The entries are to be repeated in full, without any change.

▶ **Data records**:
----

PR #625, opened 2023-09-13
Bug 1851999 - Prevent `ping` lifetime metrics on the `events` ping

perrymcmanis144:

### DIFF
--- a/glean_parser/lint.py
+++ b/glean_parser/lint.py
@@ -286,6 +286,23 @@ def check_old_event_api(
         yield ("The old event API is gone. Extra keys require a type.")
 
 
+def check_metric_on_events_lifetime(
+    metric: metrics.Metric, parser_config: Dict[str, Any]
+) -> LintGenerator:
+    """A non-event metric on the Events ping only makes sense if its value
+    is immutable over the life of the ping."""
+    if (
+        "events" in metric.send_in_pings
+        and "all_pings" not in metric.send_in_pings
+        and metric.type != "event"
+        and metric.lifetime == metrics.Lifetime.ping
+    ):
+        yield (
+            "Non-event metrics sent on the Events ping should not have the ping"
+            " lifetime."
+        )
+
+
 def check_redundant_ping(
     pings: pings.Ping, parser_config: Dict[str, Any]
 ) -> LintGenerator:
@@ -366,6 +383,7 @@ METRIC_CHECKS: Dict[
     "USER_LIFETIME_EXPIRATION": (check_user_lifetime_expiration, CheckType.warning),
     "EXPIRED": (check_expired_metric, CheckType.warning),
     "OLD_EVENT_API": (check_old_event_api, CheckType.warning),
+    "METRIC_ON_EVENTS_LIFETIME": (check_metric_on_events_lifetime, CheckType.error),
 }
 
 
--- a/tests/test_lint.py
+++ b/tests/test_lint.py
@@ -181,8 +181,16 @@ def test_misspelling_pings():
         {
             "user_data": {
                 "counter": {"type": "counter", "send_in_pings": ["metric"]},
-                "string": {"type": "string", "send_in_pings": ["event"]},
-                "string2": {"type": "string", "send_in_pings": ["metrics", "events"]},
+                "string": {
+                    "type": "string",
+                    "lifetime": "application",
+                    "send_in_pings": ["event"],
+                },
+                "string2": {
+                    "type": "string",
+                    "lifetime": "application",
+                    "send_in_pings": ["metrics", "events"],
+                },
             }
         }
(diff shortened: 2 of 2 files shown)


perrymcmanis144:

----

▶ **Task solution**:
PR #625, opened 2023-09-13
Bug 1851999 - Prevent `ping` lifetime metrics on the `events` ping

perrymcmanis144:

### DIFF
--- a/glean_parser/lint.py
+++ b/glean_parser/lint.py
@@ -286,6 +286,23 @@ def check_old_event_api(
         yield ("The old event API is gone. Extra keys require a type.")
 
 
+def check_metric_on_events_lifetime(
+    metric: metrics.Metric, parser_config: Dict[str, Any]
+) -> LintGenerator:
+    """A non-event metric on the Events ping only makes sense if its value
+    is immutable over the life of the ping."""
+    if (
+        "events" in metric.send_in_pings
+        and "all_pings" not in metric.send_in_pings
+        and metric.type != "event"
+        and metric.lifetime == metrics.Lifetime.ping
+    ):
+        yield (
+            "Non-event metrics sent on the Events ping should not have the ping"
+            " lifetime."
+        )
+
+
 def check_redundant_ping(
     pings: pings.Ping, parser_config: Dict[str, Any]
 ) -> LintGenerator:
@@ -366,6 +383,7 @@ METRIC_CHECKS: Dict[
     "USER_LIFETIME_EXPIRATION": (check_user_lifetime_expiration, CheckType.warning),
     "EXPIRED": (check_expired_metric, CheckType.warning),
     "OLD_EVENT_API": (check_old_event_api, CheckType.warning),
+    "METRIC_ON_EVENTS_LIFETIME": (check_metric_on_events_lifetime, CheckType.error),
 }
 
 
--- a/tests/test_lint.py
+++ b/tests/test_lint.py
@@ -181,8 +181,16 @@ def test_misspelling_pings():
         {
             "user_data": {
                 "counter": {"type": "counter", "send_in_pings": ["metric"]},
-                "string": {"type": "string", "send_in_pings": ["event"]},
-                "string2": {"type": "string", "send_in_pings": ["metrics", "events"]},
+                "string": {
+                    "type": "string",
+                    "lifetime": "application",
+                    "send_in_pings": ["event"],
+                },
+                "string2": {
+                    "type": "string",
+                    "lifetime": "application",
+                    "send_in_pings": ["metrics", "events"],
+                },
             }
         }
(diff shortened: 2 of 2 files shown)


perrymcmanis144:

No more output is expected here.